Among the various Halls of Fame for major North American sports, unlike the Pro Football Hall of Fame in the United States (which has not inducted any of its officials into its Hall of Fame), but like the Baseball, Basketball, and Hockey Halls of Fame, there have been some officials that worked in the CFL that have been inducted as members of the Canadian Football Hall of Fame.

==Other officiating systems==
Junior football, high school football, and other levels of football commonly use less officials than the standard seven-man officiating crew.

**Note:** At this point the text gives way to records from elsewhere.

PR #1438, opened 2026-05-05
iiod-client: null-terminate XML string in non-ZSTD path

stefpopa:
## PR Description

In iiod_client_create_context_private_new(), the XML string received from iiod via the PRINT command is not null-terminated in the non-ZSTD code path. The buffer is then passed to iio_create_context_from_xml(), which eventually calls xmlReadMemory() with strlen(arg) to determine the length. Since the buffer is not null-terminated, strlen() reads past the XML data into uninitialized heap memory, causing intermittent XML parse errors ('Extra content at the end of the document').

The ZSTD code path correctly null-terminates the decompressed data, but the uncompressed path was missing this step.

Fix by allocating one extra byte and writing a null terminator after receiving the XML data.

## PR Type

## PR Checklist

### DIFF
--- a/iiod-client.c
+++ b/iiod-client.c
@@ -948,7 +948,7 @@ iiod_client_create_context_private_new(struct iiod_client *client,
 	bool is_zstd;
 	int ret;
 
-	xml = malloc(xml_len + uri_len);
+	xml = malloc(xml_len + uri_len + 1);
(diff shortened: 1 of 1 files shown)


dNechita (approved):
Great catch! Thanks for spotting and fixing this!

PR #1039, opened 2023-08-24
Rename "tests" to "utils" + remove deprecated parameters

pcercuei:
Move the whole "tests" folder to now be called "utils".

Remove the "-n", "-x" and "-s" parameters of those utility programs.

PR #1441, opened 2026-05-08
io_common: fix params forwarding for local backend, remove dead prefix code

999Marius:
## PR Description

Fix `iio_genxml -e` not including attribute values in the generated XML when using the local backend. The `-e` flag sets `IIO_CTX_XML_INCLUDE_VALUES` in `iio_context_params. This fix ensures that flag reaches the context for all backends.
### Changes

- Pass `&params` instead of `NULL` to `iio_create_context()` for the local backend path in `handle_common_opts()` in `utils/iio_common.c`
- Remove dead prefix variable and unreachable else if (prefix) block in handle_common_opts() — prefix was never assigned after f1b6706d removed `--ip/--xml`
### Backwards Compatibility

All other utilities (`iio_info`, `iio_attr`, `iio_rwdev`, `iio_reg`, `iio_event`) pass `NULL` as `default_params`, so `params` stays NULL in `handle_common_opts()`.

## PR Type

## PR Checklist

### DIFF
--- a/utils/iio_common.c
+++ b/utils/iio_common.c
@@ -368,7 +368,7 @@ struct iio_context * handle_common_opts(char * name, int argc,
 	else if (backend == IIO_URI)
 		ctx = iio_create_context(&params, arg);
 	else
-		ctx = iio_create_context(NULL, NULL);
+		ctx = iio_create_context(&params, NULL);
 
 	err = iio_err(ctx);
 	if (err && !do_scan && !detect_context) {
--- a/utils/iio_common.c
+++ b/utils/iio_common.c
@@ -262,7 +262,7 @@ struct iio_context * handle_common_opts(char * name, int argc,
 	if (default_params)
 		params = *default_params;
 	enum backend backend = IIO_LOCAL;
-	const char *arg = NULL, *prefix = NULL;
+	const char *arg = NULL;
 	bool do_scan = false, detect_context = false;
 	char buf[1024];
 	struct option *opts;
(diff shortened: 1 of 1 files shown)


999Marius:
**Note:**
 a second `iio_create_context(NULL, buf)` call exists for a prefix-URI path in `handle_common_opts()`, but that path seems to be dead code `prefix` is always `NULL`, left over from when `--ip` and `--xml` options existed for [prefix](https://github.com/analogdevicesinc/libiio/pull/1039/changes/b7509b26df99f02d26505d8265b07e966e80c830#diff-1b532735160cac438f373e62d20edfed223523390a161e9eab0d103bcfad6e95L303)

dNechita:
> **Note:** a second `iio_create_context(NULL, buf)` call exists for a prefix-URI path in `handle_common_opts()`, but that path seems to be dead code `prefix` is always `NULL`, left over from when `--ip` and `--xml` options existed

Can you check if it's indeed dead code? if yes, it makes sense to remove it

999Marius:
> > **Note:** a second `iio_create_context(NULL, buf)` call exists for a prefix-URI path in `handle_common_opts()`, but that path seems to be dead code `prefix` is always `NULL`, left over from when `--ip` and `--xml` options existed
> 
> Can you check if it's indeed dead code? if yes, it makes sense to remove it

Yes, it was dead code since prefix was initialized and never assigned again, prefix used to be assigned to `xml` or `ip` but those were removed when `--xml` `--ip` were deprecated in favor of `-u`.
### The last commit removed the dead code.

dNechita (approved):

PR #1443, opened 2026-05-12
Fix buflist_lock deadlock and simplify close path

nunojsa:
## PR Description

Fix a deadlock in handle_open_buffer() where buflist_lock was acquired  early but never released on error paths. While at it, simplify handle_close_buffer() which was doing a redundant double traversal of the buffer list with a TOCTOU race in between.

 - Patch 1 fixes the deadlock by deferring the lock to just before the list insertion, and switches to get_iio_buffer_entry() for the initial lookup.
 - Patch 2 reworks the close path to hold the lock across lookup and removal in a single critical section.

## PR Type

## PR Checklist

### DIFF
--- a/iiod/responder.c
+++ b/iiod/responder.c
@@ -377,7 +377,7 @@ static void handle_open_buffer(struct parser_pdata *pdata,
 	if (!dev)
 		goto err_send_response;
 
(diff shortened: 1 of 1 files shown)


dNechita (approved):
Looks good!

PR #1449, opened 2026-05-15
Add multi-buffer support

nunojsa:
## PR Description

This series adds support for devices that expose multiple IIO buffers (e.g. ADRV9104 with separate RX1, RX2, and TX buffers), and fixes a long-standing bug with cyclic TX transfers.

### Multi-buffer support

The Linux IIO subsystem gained multi-buffer support in v5.13, where a device can have multiple buffer directories (buffer0, buffer1, ...) each with its own set of scan elements. libiio previously hardcoded buffer0 and stored scan element metadata as per-channel "protected" attributes — an approach that made multi-buffer support cumbersome.

This series refactors scan element ownership from channels to buffers, introducing a struct iio_scan_element that lives in the buffer object. The local backend is reworked to discover all available buffers during context creation and associate scan elements with the correct buffer.  XML serialization/deserialization is extended to carry per-buffer channel mappings, with a legacy fallback for older IIOD versions.

 Two new public API functions are added:
 - iio_buffer_get_scan_elements_count()
 - iio_buffer_get_scan_element()

The iio_info and iio_rwdev utilities are updated to make use of the new API, with iio_rwdev gaining a -i/--buffer-index option.

### create_device() fix

We got a segfault and a double free if we fail during device creation. First patch is fixing that!

### Cyclic TX fix

The -c flag in iio_rwdev was silently broken: the stream API internally calls iio_block_enqueue() with cyclic=false, so the
hardware never actually looped the data. The fix bypasses the stream API for cyclic mode, using the block API directly with iio_block_enqueue(cyclic=true).

### Tested on ADRV9104 (ZCU102) with both cyclic and non-cyclic TX at 61.44 Msps.

 TODO

 There is still work to be done on top of this series:
 - Other utilities (e.g. iio_attr) need to gain multi-buffer awareness
 - Language bindings (C++, Python, C#) need to be updated for the new
 iio_buffer_get_scan_elements_count() / iio_buffer_get_scan_element()
 public APIs

## PR Type

## PR Checklist


nunojsa:
Changes in v2:
    * Fix spelling typos in local.c comments ("attributess", "muliple")
    * Fix iio_info buffer overflow: increase sprintf buffer and use snprintf
    * Add missing FMT_BUF macro for MSVC builds

nunojsa:
Changes in v3:
    * Remove unused variable `ret` in print_buffer() to fix MSVC -Werror (C4101)

local.c
```diff
@@ -1215,6 +1153,74 @@ static int detect_and_move_global_attrs(struct iio_device *dev)
...
+	attr_path = strchr(strstr(path, dev->id), '/') + 1;
+
+	channel_id = get_channel_id(dev, attr);
+	if (!channel_id)
+		return -ENOMEM;
+
+	chn = iio_device_find_channel(dev, channel_id, attr[0] == 'o');
+	if (!chn) {
+		/* If we can't find it, it means the channel is meant only for buffering which means
+		 * it has not other attributes than the scans. We still need to add it to the
```
dNechita: typo: `has not` -> `has no`

local.c
```diff
@@ -1311,16 +1308,77 @@ static int foreach_in_dir(const struct iio_context *ctx,
 	return ret;
 }
 
-static int add_scan_elements(struct iio_device *dev, const char *devpath)
+static int add_scan_element(void *d, const char *path)
```
dNechita: This `add_scan_element` function is defined twice.

dNechita: I was reviewing one commit at a time, then I saw the duplicate was removed later.

dNechita (approved):
Looks good to me!

dNechita:
@999Marius can help updating `iio_attr` including the code generation part. Would that work for you @nunojsa?

local.c
```diff
@@ -1674,9 +1679,9 @@ local_open_buffer(const struct iio_device *dev, unsigned int idx,
 
 	/* Finally, update the channels mask by reading the hardware again,
 	 * since some channels may be coupled together. */
-	for (i = 0; i < dev->nb_channels; i++) {
-		chn = dev->channels[i];
-		if (chn->index >= 0) {
+	for (i = 0; i < buffer->nb_scans; i++) {
+		chn = buffer->scans[i]->chn;
+		if (iio_channel_is_enabled(chn, mask)) {
```
999Marius: was iio_channel_is_enabled() intentional? The old code read states for all channels unconditionally to handle hardware coupled channels.

nunojsa:
> @999Marius can help updating iio_attr including the code generation part. Would that work for you @nunojsa?

Sure

local.c
nunojsa: Hmm I'm really not sure what that "hardware coupled channels" means tbh! So I kind of went with what makes sense. Just reading the channels we actually changed state. But ok, to be on the safe side, I'll keep the old behavior.

local.c
nunojsa: Oh, that does not matter :sweat_smile:. Clearly I messed up in my rebasing. We should never have a duplicated function in any commit! Will fix, thanks!

local.c
nunojsa: ack

nunojsa:
Changes in v4:
 * Fix typo "has not" → "has no" in local.c comment, per @dNechita
 * Remove duplicate add_scan_element() from commit 3 (rebase artifact), per @dNechita
 * Remove iio_channel_is_enabled() guard when reading back hardware state — preserves old behavior for coupled channels, per @999Marius

999Marius:
For `iio_attr` the flag `-i` is already taken (used to filter the input/output variant of a channel attribute). Using two different short flags for the same --buffer-index option across tools would be confusing. We may want to pick a letter that is free in both tools or fall back to long-form only.  There aren't many free flags in `iio_attr` that would make sense, `-n`, `-x`. 
I'd like a bit of feedback.

dNechita:
> For `iio_attr` the flag `-i` is already taken (used to filter the input/output variant of a channel attribute). Using two different short flags for the same --buffer-index option across tools would be confusing. We may want to pick a letter that is free in both tools or fall back to long-form only. There aren't many free flags in `iio_attr` that would make sense, `-n`, `-x`. I'd like a bit of feedback.

If we can't find a short flag for the buffer index that could be used by both `iio_rwdev` and `iio_attr` then I guess we can use `-b` for the 'iio_attr` to indicate which buffer to use.

It is safe to say that each tool in the utils directory is a specialised utility with its own concepts and functionality. These functions have distinct names and semantics, and it is possible for different tools to define functions or concepts that start with the same letter—resulting in single-letter flags that represent entirely different meanings depending on the tool.
A good example is that `iio_rwdev` uses `-c` to enable cyclic data transmission, whereas `iio_attr` uses `-c` to read from or write to channel attributes.

One could argue that certain concepts—such as (C)ontext, (d)evice, (c)hannel, (b)uffer, and (a)ttribute—are common across tools, and that the corresponding letters (C, d, c, b, a) could be reserved for these meanings. However, not all tools use—or are likely to ever use—this full set. For instance, `iio_rwdev` does not need concepts such as Context or channel, but it would still be inefficient not to use `-c` to represent the cyclic option.

I would favour using different letters that are intuitive and clearly tied to the concept, rather than enforcing consistency across tools with letters that are not self-explanatory—unless we find a single letter that satisfies both criteria.

PR #1459, opened 2026-05-27
device: fall back to attr method if backend reg op returns -ENOSYS

999Marius:
## PR Description

`iio_device_reg_write()` and `iio_device_reg_read()` now work correctly when a v1 client connects to a v0 (ASCII protocol) server over the network. Previously both functions returned `-ENOSYS` in that scenario, making register access completely broken against legacy servers.

### Changes
- `iio_device_reg_write()` in `device.c`: treat `-ENOSYS` as not supported on the legacy version and fall through to the `direct_reg_access` attribute method
- `iio_device_reg_read()` in `device.c`: same fix

### Testing

Tested against a v0 IIOD server (AD9361 platform) using `iio_device_reg_write` and `iio_device_reg_read` on the `cf-ad9361-dds-core-lpc` device. A full write -> read round-trip  returned the expected value (`0xA5A5A5A5`). Before the fix both functions returned `-38` (`-ENOSYS`).
## PR Type

## PR Checklist

### DIFF
--- a/device.c
+++ b/device.c
@@ -417,7 +417,9 @@ int iio_device_reg_write(struct iio_device *dev,
 
 	/* Use atomic backend operation if available */
 	if (ops && ops->reg_write) {
-		return ops->reg_write(dev, address, value);
+		int ret = ops->reg_write(dev, address, value);
+		if (ret != -ENOSYS)
+			return ret;
 	}
 
 	/* Fallback to the original attribute-based implementation.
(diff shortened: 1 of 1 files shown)


dNechita (approved):
Great catch!
The fallback was originally intended to handle backends that don’t implement `reg_read/reg_write`, by reverting to classic attribute read/write. However, it didn’t account for the case where a libiio v1 client connects to a libiio v0 IIOD, which doesn’t recognise the reg_read/reg_write commands. This is another scenario where falling back to classic attribute access is necessary.

PR #1461, opened 2026-06-01
iio_attr: add -f flag to write raw bytes from a file

mhennerich:
Adds a -f / --input-file flag that re-interprets the trailing [value] positional as a path. The file's bytes are loaded into memory and written via the iio_*_attr_write_raw API variant, allowing binary payloads (e.g. FIR filter configs) to be pushed to attributes that don't accept a string form.

Combinations that don't make sense are rejected up front: -C (context attributes), --generate-code, and wildcard matches. Empty files are rejected, and a short write (fewer bytes accepted than supplied) is reported as a WARNING on stderr. The man page synopsis and OPTIONS section are updated accordingly.

### DIFF
--- a/tests/iio_attr.c
+++ b/tests/iio_attr.c
@@ -7,6 +7,10 @@
  *         Robin Getz <robin.getz@analog.com>
  * */
 
+#ifdef _MSC_VER
+#define _CRT_SECURE_NO_WARNINGS
+#endif
+
 #include <errno.h>
 #include <getopt.h>
 #include <iio.h>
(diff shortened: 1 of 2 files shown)


tests/iio_attr.c
```diff
@@ -7,6 +7,10 @@
  *         Robin Getz <robin.getz@analog.com>
  * */
 
+#ifdef _MSC_VER
+#define _CRT_SECURE_NO_WARNINGS
```
dNechita, line 11: This opens the door for using other functions that are considered not secure on Windows. While `fopen_s()` provides limited additional security—only verifying that the file pointer is not NULL, which is already handled here—other functions, such as `strcpy()`, could benefit from being replaced with safer alternatives like `strcpy_s()` in the future, as these help prevent buffer overflows.
I think this approach is better:
```
#ifdef _MSC_BUILD
	fopen_s()
#else
	fopen()
#endif
```

mhennerich: I created this PR as draft just to get WIN build.
If you're ok with eventually merging it into v0.x I'll fix those warnings properly.
The _CRT_SECURE_NO_WARNINGS was just a quick way to get a build...

dNechita: Since this is more of a feature than a bug fix, I am inclined to say that it should not get merged to v0.x.

dNechita: > I created this PR as draft just to get WIN build. 
There is also the option to create a branch starting with "staging/" which triggers a win build. Full list of conditions to trigger Azure is here: https://github.com/analogdevicesinc/libiio/blob/libiio-v0/azure-pipelines.yml#L4:L12

PR #1471, opened 2026-06-17
gh-pages: restructure site for versioned documentation

999Marius:
## PR Description
This PR restructures the libiio GitHub Pages site to work with the adi_doctools Sphinx theme and its version switcher dropdown. The old hand-crafted HTML landing page and its assets are replaced with a redirect to `main/`, and a `tags.json` file is added at the site root so the version switcher can list all deployed versions. A companion PR against `main` will add CI automation to keep `tags.json` updated after each deployment.

### Benefits
- Root URL now lands on the new Sphinx-based docs instead of the old static page
- All v0.x Doxygen docs remain accessible, nothing is removed
- `tags.json` enables the adi_doctools version switcher to list all past and future versions

### Changes
- Replace root `index.html` with a redirect to `main/`
- Remove old `img/` assets (style.css, version.js, logos) that belonged to the old landing page
- Add `tags.json` listing all deployed versions for the adi_doctools version switcher

### Backwards Compatibility
All v0.x Doxygen documentation directories remain untouched and accessible at their existing URLs. Only the root landing page and its associated assets are replaced.

## PR Type
- [ ] Bug fix (a change that fixes an issue)
- [x] New feature (a change that adds new functionality)
- [ ] Breaking change (a change that affects other repos or cause CIs to fail)

## PR Checklist
- [x] I have conducted a self-review of my own code changes
- [ ] I have commented new code, particularly complex or unclear areas
- [x] I have checked that I did not introduce new warnings or errors (CI output)
- [ ] I have checked that components that use libiio did not get broken
- [ ] I have updated the documentation accordingly (GitHub Pages, READMEs, etc)

PR #1472, opened 2026-06-17
CI: add versioned doc deployment with tags.json support

999Marius:
## PR Description
This PR wires up automatic `tags.json` maintenance to the documentation CI, enabling the version switcher dropdown provided by the adi_doctools Sphinx theme to reflect all deployed versions of the libiio docs. After each deploy to `main` or a release tag, the workflow scans the live gh-pages branch, validates discovered versions against remote git tags, and pushes an updated `tags.json` to the root of gh-pages. Works in conjunction with #1471  which restructures the gh-pages branch to support versioned deployments.

### Benefits
- Version switcher dropdown in the adi_doctools theme stays up to date automatically after every deployment
- Legacy v0.x Doxygen docs are included in the dropdown without manual maintenance, only directories backed by a real git tag are shown
- `ADOC_DOC_VERSION` ensures the theme highlights the correct version during each build

### Changes
- Set `ADOC_DOC_VERSION` env var on the "Check doc build" step so the theme knows which version is being built
- Add "Checkout gh-pages for scanning" step that checks out the gh-pages branch into `gh-pages-content/`
- Add "Generate tags.json" step that discovers deployed Sphinx versions via `objects.inv`, cross-references `v0.*` directories against remote git tags, and writes a combined `tags.json`
- Add "Deploy tags.json to gh-pages" step that pushes the result to the root of gh-pages using `peaceiris/actions-gh-pages` with `keep_files: true`

## PR Type

## PR Checklist


dNechita (approved):
Looks good!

- A three-official system uses only the referee, umpire, and head linesman. It is common in junior high and youth football. At those levels, it is also common for the umpire to line up in the line judge's position on most plays.
- A four-official system uses the referee, the umpire, the head linesman, and the line judge. It is primary used at lower levels of football, including junior varsity and some high school varsity.
- A five-official system is used in arena football (out of consideration for its smaller field size), most high school varsity football, and in most semi-pro games. It adds the back umpire, with duties similar to the back judge from the seven-man system, to the four-official system.
- A six-official system adds a back judge and back umpire to the four-official system. Of the two added officials, one is on the middle of the field each play, similar to a back judge in a seven-man system, while the other is on the sideline, similar to a field judge or side judge. It is used in some high school and small-college games.